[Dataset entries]
────────────────────────────────────────

PR #434, opened 2017-10-25
Use monospaced font & tab indent for JSON editors

fiftin:


strangeman:
Hi! You forgot about the second step in task run dialog:
2017-10-25-164953_1366x768_scrot

fiftin:
Ok, also I've added ng-allow-tab directive to indent in textarea

twhiston:
I think perhaps a better end approach to these json dialogs is to use something like ace code editor library so we can show line numbers and syntax errors in realtime?

fiftin:
I think ACE too complex for simple JSON input. We can validate JSON when user press Save/Run button.

twhiston:
It's incredibly easy to integrate though and the number of issues i've seen on here about how to use the fields that take json suggest to me that we need some extra work in this area that goes beyond the changes here. I'd also in future like to be able to support yml for these sort of things, and having a switchable syntax high lighting would really enhance that. If we validate at save we have to make some changes to support displaying the messages etc.... to me that is more work, and less clear than realtime highlighting would be.
Very happy to discuss this though!

fiftin:
OK, I'll do it

fiftin:
Use ACE instead of it

PR #435, opened 2017-10-25
fix: Cannot read property 'then' of undefined in templates.update

fiftin:


twhiston:
@fiftin What is the actual problem it fixes? (from the vague name it's not something that I have encountered). Could you please provide some context of when this happens

@strangeman - have you used this patch at all?

fiftin:
Each time when ```templates.update method``` called. 
```modal.result.then(callback)``` doesn't return instance of ```modal```, it return result of ```callback``` function.

twhiston:
absolutely! Thanks very much for the explanation (i'm not an FE developer and very much appreciate your contributions in this area). I'll get this merged in soon

twhiston:
@fiftin after merging your other pr this now has a conflict, would be awesome if you could fix it and I will merge this straight in

fiftin:
I fix this bug in next pull request

PR #436, opened 2017-10-26
Add "file" type for inventory

fiftin:


strangeman:
Is this necessary? In my opinion, solutions, that simply duplicates existing `ansible-playbook` options is not good, they make a huge mess with `Extra CLI options`.
We always can pass an inventory file via `Extra CLI options`, no need to make the separate field on a form. This is the way to hell because `ansible-playbook` has around 30 various flags and we cannot add them all, it will make form completely unusable.

fiftin:
I this this is most important flag. I use it each time when I use ansible-playbook. Adding it as ```Extra CLI options``` absolutely unusable.

twhiston:
I think the current 'accepted' way of doing this, a blank inventory and a cli command, seems super hacky and unintuitive. What I like about adding a file filed to this is that essentially then you can upload ec2.py (or whatever) in your repo and pass it as the inventory flag, so this effectively makes it possible to cover all dynamic inventory use cases, without any major changes (or am i wrong about this?) I would suggest though that we remove all the other option in the list as they are disabled anyway ayd this

strangeman:
Okay, your arguments are persuasive. :)

twhiston:
@fiftin can you remove the other inventory type options in the be and fe so that we are left with just static and file?

fiftin:
Done

fiftin:
I found security issue in my solution. User can enter something like this ```../../file.txt```. I want to add inventory path validation but not sure how to do it to support Windows.

api/projects/inventory.go
```diff
@@ -123,6 +125,19 @@ func AddInventory(w http.ResponseWriter, r *http.Request) {
 	mulekick.WriteJSON(w, http.StatusCreated, inv)
 }
 
+func isValidInventoryPath(path string) bool {
+	if currentPath, err := filepath.Abs("./"); err != nil {
```
twhiston: maybe you could use os.Getwd() here instead
https://golang.org/src/os/getwd.go

twhiston: also you might need to look at using https://golang.org/pkg/os/#pkg-constants for the filepath separator to make things cross platform compatible if getwd is not suitable

fiftin:
Added ```gopkg.in/check.v1```

twhiston:
I would prefer if you did not use that test package, it is not really necessary to add it to do the checks you are performing here

fiftin:
What test do you mean?

fiftin:
Why not use unit test framework?

twhiston:
I dont honestly think that you need or want unit test frameworks in go in 99% of cases.

In your test case you can just say
```
if !projects.IsValidInventoryPath("inventories/test"){
  t.Fatal(" path with attibute x should be valid")
}
```
That is all you need!

Something so simple should not be replaced by a third party dependency

fiftin:
Where I should place this test?

fiftin:
IDEA/Golang has UI to run unit tests. IMHO, this is reason to use gotest/gocheck/gobench :)

twhiston:
I also use goland to run my unit tests (and even better code coverage :D), but you dont need anything special for this or any external libraries. IMO we should be implementing tests in as native a manner as possible, and that means doing it in the way the language specification describes, putting them in the same package etc...... as per the above link to the testing package.

fiftin:
Done

api/projects/inventory_test.go
```diff
@@ -21,7 +22,7 @@ func TestIsValidInventoryPath(t *testing.T) {
 		t.Fatal(" a path out of the cwd should be invalid")
 	}
 
-	if IsValidInventoryPath("c:\\test\\inventory") {
+	if runtime.GOOS == "windows" && IsValidInventoryPath("c:\\test\\inventory") {
```
twhiston: I'm not sure that this will ever get run, as it's impossible to test in windows on CircleCI :grimacing: 
But it's good to have as a test anyway!

twhiston:
Just tested this and it is working great with files for inventories (including python scripts) so we now have dynamic inventory support thanks to your efforts. Great work!

PR #449, opened 2018-02-05
Fix stdIn hanging issue

twhiston:
I had an issue with Semaphore where trying to connect to a host that is not already in the known hosts list would ask you if you wished to add them to the known_hosts. This would cause semaphore to be unable to start any other task and a restart would be needed.
With this fix I simply attach a blank string as stdin to the playbook run command, which causes the host key verification to fail in this instance

### DIFF
--- a/api/tasks/runner.go
+++ b/api/tasks/runner.go
@@ -372,6 +372,7 @@ func (t *task) runPlaybook() error {
 	cmd.Env = t.envVars(util.Config.TmpPath, cmd.Dir, nil)
 
 	t.logCmd(cmd)
+	cmd.Stdin = strings.NewReader("")
 	return cmd.Run()
 }
 


twhiston:
@strangeman any thoughts on this?

strangeman:
Interesting. I never had this issue, because we use `ssh_args = -o StrictHostKeyChecking=no` in our `ansible.cfg`.
Seems like a simple and effective solution.

twhiston:
Thanks for the approval :)

Due to our security policy we cant set `StrictHostKeyChecking=no` on our Sempahore machine, so this really bites us if asking for a key hangs the whole program. I've been trying to think if just passing an empty string could ever cause any unintended side effects, but i've never experienced any so I think we can call this ready.

PR #453, opened 2018-02-08
docker/testing/debug refactoring

twhiston:
As promised here is a start in refactoring the project a bit to make it easier to install/test/develop.
There are quite a few changes here but the key points are as follows:

- moved all docker related things to the ./images folder
- used dep to vendor the project
- used a package.json file for node dependencies
- These 2 items together mean that the full install can be totally scripted
- added a testing/development image which builds a fully working environment to develop in and runs 'watch' as standard (see the contributing docs for details)
- made significant changes to the make.sh script to support easier building
- added a dev make.sh script to make some of these actions easier/less verbose

It's also worth noting that we could use all this stuff to increase the CI build speed, and maybe even go for a full docker based test solution (i think this is possible on circle though I don't really use it. I know it is very well supported on codeship though). I'm pretty sure my changes will break the CI as it currently runs, but it should be an easy fix to make.

I'm sure there are still plenty of improvements to make and I would like to take things further by:

- using makefiles/taskfiles instead of bash scripts,
- updating the asset bundling tool
- use gometalinter on the ci
- shellcheck bash scripts
- hadolint dockerfiles
- run tests via goverage and pass coverage to codacy

But this is at least a start. It's important to note that I didn't really make any changes to the code itself, barring the config init function, which is now called explicitly. This is needed as the init can block tests starting without flags set, config files etc....

I'm putting this out there now to get some feedback and what you think about going in this direction, it would also be great if some smart frontend guy could make some comments about if we can manage the public vendor folder with a dependency manager.

Please let me know your thoughts!


strangeman:
Ooh, I strongly agree with using `dep`!

twhiston:
This is a work in progress PR for building sempahore as a deb/rpm for distribution. It uses the awesome https://goreleaser.com project to handle the build and release, this could also be used to do the entire github release setup (including the push to github), so we could remove the release switch from make.sh totally if this agreed upon.

I still need to deal with parsing the changelog nicely and the other finer points of this sort of release but I wanted to put this out there to see what people think and what else you need to make this fully realised. So what else would people like to see in a packaged version of semaphore. Systemd files?

twhiston:
closing this pr as i will introduce these changes in smaller steps, starting with #477

PR #454, opened 2018-02-09
Openshift Template

twhiston:
Just a quick PR to add a template to start Semaphore in openshift (using the openshift mysql-persistent template for storage).
It works when I test it but it would be great if someone else could test it on their own cluster, or in the redhat public cluster. Check the readme in the openshift folder for usage details.

It could also probably do with an nginx container in front of it, could be pretty simple as all the ssl can be done on the edge by openshift, but for now would just be great if some other openshift users could test it.

In future perhaps it would be good to also have a template that builds the image on openshift directly from the repo code.


twhiston:
closing in favor of newer PR #517

Issue #222, opened 2016-11-15
What's the 'Environment' and how to use it?


GoodHaHa:
What's the 'Environment' and how to use it? Thinks a lot.

matejkramny:
It's used to declare environment variables for the playbook, similar to what you would do on the command line

mikequentel:
@matejkramny please, would you show an example? I am trying to set the PATH to include the location of the maven binary, like this: `{"PATH":"$PATH:/opt/apache-maven-3.1.1/bin"}`

matejkramny:
I think it's in the following format, without extra environment key:

```
{
    "PATH": "{{ansible_env.PATH}}:/opt/apache-maven-3.1.1/bin"
}
```

mikequentel:
Hi @matejkramny many thanks for the tip...the values are not getting exported to underlying shell scripts, but the syntax correctly parses. Now I am trying this: `{"PATH": "{{ansible_env.PATH}}:/opt/apache-maven-3.1.1/bin","MAVEN_HOME": "/opt/apache-maven-3.1.1/bin"}` -- Semaphore appears to successfully consume that, but shell scripts called from the playbook do not recognise the `MAVEN_HOME`, for example. But that is probably due to the shell scripts being launched in another process. I shall keep hacking at this.

Many thanks for your help and advice. Semaphore is a great tool.

matejkramny:
I'm happy it works for you. Let us know if you need anything

PR #458, opened 2018-02-14
Add environment key ENV 

twhiston:
This adds the optional key ENV to the environment that allows you to pass command execution level arguments to the run.
This is useful if you need to alter something such as the ansible.cfg path, which needs to be done via env var due to the working directory for semaphore being set to the playbook/tmp path.
This would also satisfy the final request of the (closed issue) #222 

I'm not sure if this is the way that people want to go with this sort of feature, but having a special key in the environment json seemed like the lowest cost way to achieve this without db migrations and ui updates etc.... If people feel it muddies the waters regarding the purpose of the environment file then I will happily implement it in a different way


twhiston:
@strangeman any thoughts about this? I think we should consider adding a way to pass environmental variables to the command execution environment, rather than just variables to ansible, but this is probably not the way to do it! Should we add another field to the task/task run dialogs that allow you to specify environment variables? Any better ideas?

strangeman:
Uh, this is the strange feature. I worked more than 3 years with Ansible, in different environments and never used external ENV variables for it. In my personal opinion, this is a rarely used feature, so we may implement it in simple (and a bit dirty) way.

twhiston:
without this feature how would you pass a custom ansible.cfg file? putting them in the project root is not a good enough solution as you may have multiple playbooks in a single repo, subfolders etc.... this is the specific use case i did this for as it's something we needed at work. I would be very open to a better solution though 😀

strangeman:
Hmm... we just store it in the project root. :) We have multiple playbooks, but `ansible.cfg` contains only basic information. Some variables (like remote_user) overridden via variables, another - via flags.

twhiston:
we have a specific use case then, as we store all our openshift cluster version playbooks in the same repo and have to use different ansible.cfg files to pass distinct plugin folder locations for each.
So would you support doing it this way for now (and an addition to the docs clearly explaining it, maybe also a ui addition too?) or shall i think about a more robust implementation?

strangeman:
Let's implement it as is. If the users will request the more clean way to pass ENV variables - we'll make another task.

twhiston:
ok, i've additionally fixed the issues from codacy and added to the environment interface text to mention the ENV key. I will probably also add something in the wiki in future but rewriting that is a separate task I think.

twhiston:
@strangeman, can you give this a quick once over and if you are happy I will merge it

Issue #460, opened 2018-02-15
Semaphore should create the ephemeral dir if it does not exist


twhiston:
If the semaphore tmp/playbook dir does not exist or semaphore does not have access to it playbooks will refuse to run as the inventory, keys etc... cannot be written. At least the creation should be checked at runtime, as if a tmp dir is specified a machine reboot will legitimately destroy it.
Do we want to check/fix ownership as well? or should this be an error?

twhiston:
permissions are a tricky thing here, as linux wants open permissions with a sticky bit for the /tmp folder so we have to make that the default. If you are not writing to a temp folder you could always control this via some other automation on the runtime server, or make systemd create it in the ExecStartPre.

PR #461, opened 2018-02-15
Create tmp dir if not existent before job run

twhiston:
This PR is for #460 it adds a function to check if the tmpDir exists at the start of a task run, and if not attempts to create it. If the creation fails it will return an error and halt execution of the task


api/tasks/runner_test.go
```diff
@@ -0,0 +1,67 @@
...
+	"math/rand"
+	"time"
+	"os"
+)
+
+
+func TestCheckTmpDir(t *testing.T) {
+
+	//It should be able to create a random dir in /tmp
+	dirName := os.TempDir()+ "/" + randString(rand.Intn(10 - 4) + 4)
```
strangeman: Why you're don't use the simple https://golang.org/pkg/io/ioutil/#TempDir? As I see, it creates the random name (after prefix) too.

api/tasks/runner.go
```diff
@@ -439,3 +446,15 @@ func (t *task) envVars(home string, pwd string, gitSSHCommand *string) []string
...
 	return env
 }
+
+// checkTmpDir checks to see if the temporary directory exists
+// and if it does not attempts to create it
+func checkTmpDir(path string) error {
+	var err error = nil
+	if _, err := os.Stat(path); err != nil {
+		if os.IsNotExist(err) {
+			return os.MkdirAll(path, 1777)
```
strangeman: Is it safe? If we want to store keys in the temporary location they may be found with simple `find`, if we make this directory world-readable.

api/tasks/runner_test.go
twhiston: Because I dont want to create the directory at this point. I want to test that my function is able to create a directory when it does not exist

api/tasks/runner.go
twhiston: well... this is an issue actually because if you are writing to tmp it must be 1777.
However it would be simple enough to see if the first part of the path matches the os.TmpDir or "/tmp" (because os.TmpDir could be $TMPDIR) and then change the permissions accordingly. I would suggest either 0660 or 0640 for non tmp folders, what do you think?

twhiston:
So i spoke to some sysadmins and made some tests in our production environment and the best set of permissions I can use for the tmp folder are 0700, which is pretty locked down and should protect any secrets that we write or pull. @strangeman with this permission setting would you be happy with approving this PR?

strangeman:
Yeah, `0700` is great.

Issue #379, opened 2017-06-19
Use the UI to prompt for user and sudo/ssh password


joernott:
For security reasons, I am not allowed to use passwordless sudo and the ssh connect to the remote machines should ideally happen with my user, not a shared "semaphore" user.

I have seen that there is an option "Extra CLI Arguments", but I would like to use "-K" (--ask-become-pass) and -u to specify the remote user and the password for sudo (ideally using the user name which is using the UI). Is there a way to achieve this kind of behaviour?

matejkramny:
Not currently, however there are ideas in #85, #115, #113..

joernott:
I have been thinking about how all these can be solved in a consistent way. I believe,a valid approach would be:
Making use of variables solves a lot of problems (e.g. setting usernames, passwords). Host specific variables can already be set in inventories. There should be a way to pre-define variables from the context (e.g. username, password from the currently logged in user (useful for ask_become_pass when using LDAP). We should have a way of setting variables (or telling semaphore to prompt for them) in task templates. We also should have a way of specifying a users ssh key (including a prompt for the keys password) and a user specific vault. Of course, it is the responsibility of the user to actually make sure, that the vault contains the information needed.

Thoughts:
- Passing ansible variables via "--extra-vars="@extravars_file" is preferable over specifying them at the commandline and thus exposing them to the process list. There is no extra-var for the vault password though, so we have to use the vault password file.
- Vault reduces the number of passwords to be sent to one, the rest can be set from the user specific variables
- We either have to remember passwords when logging in or have to provide them on every run of a task
- Vault password files should be deleted after running the task. Ideally they should be stored in a folder which can be mounted as tmpfs so that no traces on disk remain

I have forked the project and I will try to implement the above. At the moment, it looks like a rather large feature. Lets see what happens
RFC

matejkramny:
@joernott semaphore already utilises `--extra-vars` and passes the json environment.

You're describing a number of features:

- Passing additional envirnoment variables to ansible
- Semi-interactive terminal ?
- Vault enhancements

Matej

joernott:
Hello Matej,

I have seen, that you already use extra-vars. But currently, these are defined in a template and are open to all users.

[...]

PR #467, opened 2018-02-24
WIP Issue #379 user specific vars and user specific vault

joernott:
As a followup to https://github.com/ansible-semaphore/semaphore/issues/379, I started to add the features to have user specific variables and vaults.


twhiston:
Hi @joernott, thanks for contributing this, seems like there is some issue with migrations currently. I was hoping to merge in #396 this week once I start to add all the past PR's so it would be great if you could ensure the changes related to vault play nicely with that PR, or if that PR will cause issues for you please let me know so we can find the right path forwards with this feature.

As this is quite a large change i'm going to mark it with 2.6.0 so we have the time to make sure it is right, but of course if it gets finished sooner we will get it in to 2.5.0.

joernott:
I have merged #396 and #379 in https://github.com/ansible-semaphore/semaphore/pull/473 which is based on the current develop branch. All merge conflicts should be resolved now and the requested changes to the version numbers have been done.

PR #470, opened 2018-02-28
Add binaries to gitignore and remove binddata.go

fiftin:
I found ```util/binddata.go``` in ```.gitignore``` but file isnt't deleted. I've deleted it.

Also added ```cli/semahore_*``` to gitignore.

### DIFF
--- a/.gitignore
+++ b/.gitignore
@@ -9,3 +9,4 @@ node_modules
 
 .idea/
 caddyfile
+cli/semaphore_*


twhiston:
You shouldn't really be putting your semaphore_config.json in the cli folder anyway (use make.sh which expects the file in the repo root, or pass the config file option when starting it), so the ignore seems un-necessary. Please remove this.

However good catch on the bindata, looking through the commit history it seems this has been in the repo for a while, when it should actually only get generated by the make.sh during release and other processes.

PR #179, opened 2021-02-11
feat(NFDIV-440): Send spouse to content + clear session on sign out

SebFlippence:
### JIRA link ###

Part of [NFDIV-440](https://tools.hmcts.net/jira/browse/NFDIV-440) English Version - Who are you applying to divorce / end a civil partnership with

### Change description ###

* Clears session details on sign out and set cookie timeout to 20 minutes
* Sends the spouse/partner type onto the current content e.g.

```ts
export const generateContent = (): TranslationFn => ({ isDivorce, partner })
```

```
[ ] Yes
[x] No
```

### DIFF
--- a/src/main/app/controller/GetController.ts
+++ b/src/main/app/controller/GetController.ts
@@ -6,7 +6,7 @@ import { commonContent } from '../../steps/common/common.content';
 import { AppRequest } from './AppRequest';
 
 export type Translations = Record<'en' | 'cy' | 'common', Record<string, unknown>>;
-export type TranslationFn = (isDivorce: boolean) => Translations;
+export type TranslationFn = ({ isDivorce, partner }: { isDivorce: boolean; partner: string }) => Translations;
 
 @autobind
 export class GetController {
@@ -23,13 +23,11 @@ export class GetController {
       return;
     }
 
-    const isDivorce = res.locals.serviceType !== 'civil';
-    const derivedContent = typeof this.content === 'function' ? this.content(isDivorce) : this.content;
-
     const language = req.session.lang || 'en';
-    const languageContent = derivedContent[language];
     const commonLanguageContent = commonContent[language];
-    const commonPageContent = derivedContent.common || {};
+    const content = this.getContent(req, res, commonLanguageContent);
+    const languageContent = content[language];
+    const commonPageContent = content.common || {};
 
     const sessionErrors = req.session.errors || [];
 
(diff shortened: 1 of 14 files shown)


src/main/app/controller/GetController.ts
```diff
@@ -40,7 +38,27 @@ export class GetController {
...
+
+  private getContent(req: AppRequest, res: Response, translations: Translations): Translations {
+    if (typeof this.content !== 'function') {
+      return this.content;
+    }
+
+    const isDivorce = res.locals.serviceType !== 'civil';
+    const yourDetails = req.session.state?.['your-details'] as Record<string, string> | undefined;
+    const selectedPartnerGender = yourDetails?.partnerGender;
+    let partner = '';
```
linusnorton, line 53: rather than  a let maybe you could split out getPartner into a method with return values

src/main/modules/oidc/index.ts
```diff
@@ -55,9 +56,11 @@ export class OidcMiddleware {
 
     app.get(
       SIGN_OUT_URL,
-      errorHandler((req: Request, res) => {
-        req.session.user = undefined;
-        req.session.userCase = undefined;
+      errorHandler((req: AppRequest, res) => {
+        delete req.session.user;
```
linusnorton, line 60: I minor detail but I usually set things to undefined rather than using delete. The delete keyword re-indexes things behind the scenes and gets a bit slow on large objects/collections.

linusnorton (approved):

src/main/app/controller/GetController.ts
SebFlippence: 👍 Good idea, I've added this in cbd0408.

src/main/modules/oidc/index.ts
SebFlippence: 👍 I've changed these back in cbd0408

src/main/app/controller/GetController.ts
```diff
@@ -40,7 +38,27 @@ export class GetController {
...
     });
   }
+
+  private getContent(req: AppRequest, res: Response, translations: Translations): Translations {
+    if (typeof this.content !== 'function') {
+      return this.content;
+    }
+
+    const isDivorce = res.locals.serviceType !== 'civil';
+    const yourDetails = req.session.state?.['your-details'] as Record<string, string> | undefined;
```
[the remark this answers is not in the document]
SebFlippence: 👍 Looks like the typing was off for this property, so I've fixed it so we don't need to split and cast into 2 variables

PR #191, opened 2021-02-15
Nfdiv 378/date formed

velimd:
### JIRA link ###
https://tools.hmcts.net/jira/browse/NFDIV-378

### Change description ###
Adding the date formed page,
included a parser option in form fields as the date is split up into 3 different fields (thanks to gds) therefore having a parser which changes the 3 date objects into 1 object.

```
[ ] Yes
[X] No
```


src/main/steps/sequence.test.ts
```diff
@@ -30,7 +35,7 @@ describe('Sequence', () => {
 
     it('returns current step if there is no next step', () => {
       mockReq.originalUrl = HAS_RELATIONSHIP_BROKEN_URL;
-      expect(getNextStepUrl(mockReq)).toBe(HAS_RELATIONSHIP_BROKEN_URL);
+      expect(getNextStepUrl(mockReq)).toBe(RELATIONSHIP_DATE_URL);
```
SebFlippence, line 38: I think this test should be:

```ts
      const lastUrl = RELATIONSHIP_DATE_URL;
      mockReq.originalUrl = lastUrl;
      expect(getNextStepUrl(mockReq)).toBe(lastUrl);
```

velimd: yes but i think original should be the url before the last url. I assume youre going for that idea
`const lastUrl = RELATIONSHIP_DATE_URL;
      mockReq.originalUrl = HAS_RELATIONSHIP_BROKEN_URL;
      expect(getNextStepUrl(mockReq)).toBe(lastUrl);`

src/main/steps/sequence/relationship-date/template.njk
```diff
@@ -0,0 +1,6 @@
+{% extends "common/page.njk" %}
+
+{% block page_content %}
+  <h1 class="govuk-heading-l">{{ title }}</h1>
+  <p class="govuk-body">{{ line1 }}</p>
+{% endblock %}
```
SebFlippence, line 6: You should be able to delete this file since it will use the the default `src/main/steps/sequence/template.njk` (which is the same) if there's no template file.

SebFlippence (approved):

src/test/functional/features/marriage-broken-down.feature
```diff
@@ -0,0 +1,24 @@
+Feature: Marriage Broken Down
```
SebFlippence, line 1: This should be agnostic e.g.
```suggestion
Feature: Partnership Broken Down
```

linusnorton: maybe this should be a separate change as it doesn't relate to this PR? Also, the filename will need to be updated

src/test/functional/features/marriage-broken-down.feature
```diff
@@ -0,0 +1,24 @@
...
+
+  Background:
+    Given I am on divorce homepage
+    And I am on the admin portal sign in page
+    When I fill in the Username and Password fields with a valid login
+    And I click "Sign in"
+    And I see the divorce homepage
+    And I go to '/screening-questions/has-relationship-broken'
```
SebFlippence, line 9: This URL has been updated to match the requirements in #194
```suggestion
    And I go to '/irretrievable-breakdown'
```

velimd: will be fixed once i merge master

src/main/steps/index.test.ts
```diff
@@ -31,7 +36,7 @@ describe('Steps', () => {
 
     it('returns current step if there is no next step', () => {
       mockReq.originalUrl = HAS_RELATIONSHIP_BROKEN_URL;
-      expect(getNextStepUrl(mockReq)).toBe(HAS_RELATIONSHIP_BROKEN_URL);
+      expect(getNextStepUrl(mockReq)).toBe(RELATIONSHIP_DATE_URL);
```
SebFlippence, line 39: I think this test should be something like:

```ts
      const steps = getSteps();
      const lastUrl = steps[steps.length + 1];
      mockReq.originalUrl = lastUrl;
      expect(getNextStepUrl(mockReq)).toBe(lastUrl);
```

SebFlippence (approved):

────────────────────────────────────────

* _To do_
What lines in the data hold the word "course"? Return them.

* _Solution to this task_
Making use of variables solves a lot of problems (e.g. setting usernames, passwords). Host specific variables can already be set in inventories. There should be a way to pre-define variables from the context (e.g. username, password from the currently logged in user (useful for ask_become_pass when using LDAP). We should have a way of setting variables (or telling semaphore to prompt for them) in task templates. We also should have a way of specifying a users ssh key (including a prompt for the keys password) and a user specific vault. Of course, it is the responsibility of the user to actually make sure, that the vault contains the information needed.
As this is quite a large change i'm going to mark it with 2.6.0 so we have the time to make sure it is right, but of course if it gets finished sooner we will get it in to 2.5.0.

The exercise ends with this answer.